La variété des autres diagnostics rend nécessaire d’autres examens tels que NFS/plaquettes, frottis/goutte épaisse, CRP, transaminases, hémocultures... ces examens nécessitant un délai incompatible avec le diagnostic d’élimination de fièvre hémorragique à Ebola « seront réservés obligatoirement à un laboratoire de niveau de sécurité P3, dans un hôpital de référence de zone ». Les échantillons « seront obligatoirement transportés au laboratoire sans utilisation de l’éventuel pneumatique, dans des systèmes de transport sécurisés (triple emballage répondant aux caractéristiques de transport de classe A », ajoute le HCSP.
Classement des cas
Pour tout patient suspect de fièvre hémorragique à Ebola, l’ARS doit être informée dans les meilleurs délais, « et seule une concertation entre le clinicien impliqué dans la prise en charge du patient, l’infectiologue référent, le microbiologiste, l’hygiéniste et l’épidémiologiste de l’InVS, en lien avec le CNR, doit conclure au classement en "cas possible" », insiste l’avis. Et de poursuivre : « Le clinicien seul ou l’ARS seule ne peuvent porter ce classement. » La prise en charge repose d’abord sur un strict respect des précautions standard d’hygiène, dans la structure qui l’accueillera (cabinet médical, service d’accueil des urgences, secteur d’hospitalisation). Des précautions standard qui devront être complétées avec les mesures de type « air » et « contact » avec mesures barrières renforcées, notamment port de gants systématique. Si le patient est classé comme « cas possible » ou « cas confirmé », ces mesures d’hygiène « devront être strictement respectées avec vigilance particulière vis-à-vis du risque d’accident exposant au sang », souligne le HCSP.
Mesures au cabinet
Les recommandations sont ensuite adaptées en fonction des différentes situations. Une personne qui aura séjourné dans un des pays où le virus Ebola circule mais totalement asymptomatique, devra surveiller quotidiennement sa température. Aucune mesure d’éviction n’est requise.

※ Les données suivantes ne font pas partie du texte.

PR #152, opened 2025-05-14
Improve tridiagonal solve performance without additional primitives

jpbrodrick89:
Now that [batched tridiagonal solves use cusparse batched](https://github.com/jax-ml/jax/issues/28544) in `jax.lax.tridiagonal_solve` (nightly release only for now!!) we don't really need to use fancy lowering for our tridiagonal solve. In this PR `Tridiagonal` _always_ uses `jax.lax.tridiagonal_solve`. If the faster but unstable Thomas algorithm is desired this is now provided by the `Thomas` solver, which has `unroll=1` for optimal CPU performance (at the cost of terrible GPU performance). In the future we can look to improve the Thomas algorithm runtime on GPU by lowering to `cuThomas`.

This might be ready to go, as benchmarks run fine (haven't run tests yet as they take a while) but let me know if I've missed someone or we want to change interface or make it easier to use `Thomas`.

### DIFF
--- a/lineax/_solver/tridiagonal.py
+++ b/lineax/_solver/tridiagonal.py
@@ -35,7 +35,11 @@ _TridiagonalState: TypeAlias = tuple[tuple[Array, Array, Array], PackedStructure
 
 
 class Tridiagonal(AbstractLinearSolver[_TridiagonalState], strict=True):
-    """Tridiagonal solver for linear systems, using the Thomas algorithm."""
+    """Tridiagonal solver for linear systems, using the LAPACK/cusparse implementation
+    of Gaussian elimination with partial pivotting. This is typically slightly slower
+    on CPU than the Thomas algorithm, but is unconditionally stable and still exhibits
+    linear scaling with the size of the system.
+    ."""
 
     def init(self, operator: AbstractLinearOperator, options: dict[str, Any]):
         del options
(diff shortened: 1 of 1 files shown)


patrick-kidger:
Nice! That's super simple.

Do you think it's even worth keeping the `Thomas` solver around? We could just remove it.

lineax/_solver/tridiagonal.py
```diff
@@ -50,6 +54,58 @@ def init(self, operator: AbstractLinearOperator, options: dict[str, Any]):
...
+        return False
+
+    def allow_dependent_rows(self, operator):
+        return False
+
+
+class Thomas(Tridiagonal):
+    """Thomas algorithm for tridiagonal linear systems. This is typically faster on
+    CPU than the more stable LAPACK/cusparse implementation of Gaussian elimination
+    with partial pivotting used in `Tridiagonal`. It will currently be much slower
```
johannahaffner, line 100: Nit: I think pivoting has just one t. Irrelevant if `Thomas` gets removed anyway.

johannahaffner (commented):
Typo, potentially irrelevant :) also: nice work!

lineax/_solver/tridiagonal.py
jpbrodrick89: Good catch! Will fix if we keep.

jpbrodrick89:
More than happy to remove as agree with the "footgun" argument 🙂 , but maybe the right compromise for now is to just remove it from public API (base `__init__.py` and the docs) and keep the source code (`_solvers/tridiagonal.py` and `_solver/__init__.py`) in case we change our mind to support experienced power users? I don't think I will use it for my use case for now (stabiiity seems to be an issue but not sure whether it's tridiagonal solves or something else!) but it seems the Thomas algorithm on CPU can be up to 20% faster unbatched and 2x faster for some batch sizes which some users could find value.

Would you want me to edit the docstrings at all in either case?

jpbrodrick89:
For merging into main, is your plan to merge once we're converged and addressed the above but delay cutting a new release until the next Jax PyPi release?

lineax/_solver/tridiagonal.py
```diff
@@ -50,6 +54,58 @@ def init(self, operator: AbstractLinearOperator, options: dict[str, Any]):
...
+        return conj_state, options
+
+    def allow_dependent_columns(self, operator):
+        return False
+
+    def allow_dependent_rows(self, operator):
+        return False
+
+
+class Thomas(Tridiagonal):
```
patrick-kidger, line 97: Oh, I've just clocked that this is inheriting from the concrete class. We don't do that around here! [link](https://docs.kidger.site/equinox/pattern/)

I think just inheriting from `AbstractLinearSolver` is all that is needed here.

patrick-kidger (commented):
> remove it from public API (base __init__.py and the docs) and keep the source code and private API

That sounds reasonable to me!

> Would you want me to edit the docstrings at all in either case?

I think the current docstrings seem fine, IIUC!

> For merging into main, is your plan to merge once we're converged and addressed the above but delay cutting a new release until the next Jax PyPi release?

Yup I think that sounds reasonable.

lineax/_solver/tridiagonal.py
jpbrodrick89: Thanks, that makes a lot of sense, thanks for the link, I had the feeling I was creating a code smell! I think I will need to introduce an `AbstractTridiagonalSolver` to avoid duplication of methods other than `compute` right?

patrick-kidger: If so then I think that probably speaks in favour of just deleting it! It can continue to exist on this branch if we need to resurrect it later.

jpbrodrick89:
Removed the Thomas algoirthm and simplified docstring accordingly, very simple diff now! :)

jpbrodrick89:
That's not a problem as we can always checkout the fork instead, thanks Patrick! 😃  As a reminder, this PR will still 'work' with the current JAX version it will just be slower for large batch sizes until the new JAX version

Les mesures d’hygiène sont détaillées pour les patients suspects en cabinet de ville ou à l’hôpital. En cabinet, un patient suspect doit être isolé des autres patients et devra porter un masque chirurgical. Pour le patricien, la friction hydro-alcoolique pour l’hygiène des mains précédée d’un lavage en cas de souillures visibles est recommandée. Les mesures barrières consistent en port de gants – si possible en nitrile – de surblouse à usage unique, d’appareil de protection respiratoire (APR) de type FFP2 à usage unique ou à défaut masque chirurgical, changé après au maximum 3 ou 4 heures. S’il existe un risque de projection de liquides biologiques, le port de lunettes largement couvrantes est recommandé. Si du matériel a été utilisé ou en cas de souillures par des liquides biologiques, le HCSP recommande le nettoyage par un détergent désinfectant, le rinçage, puis l’application d’eau de javel à 0,5 % (soit 2 % de chlore environ).
Les patients classés « possibles » ou « confirmés » seront pris en charge dans l’hôpital de référence dans un secteur adapté en chambre individuelle, avec sas, et si possible, à pression négative. Aux urgences, la prise en charge se fera en box individuel avec une équipe dédiée (un seul médecin senior et la même équipe paramédicale).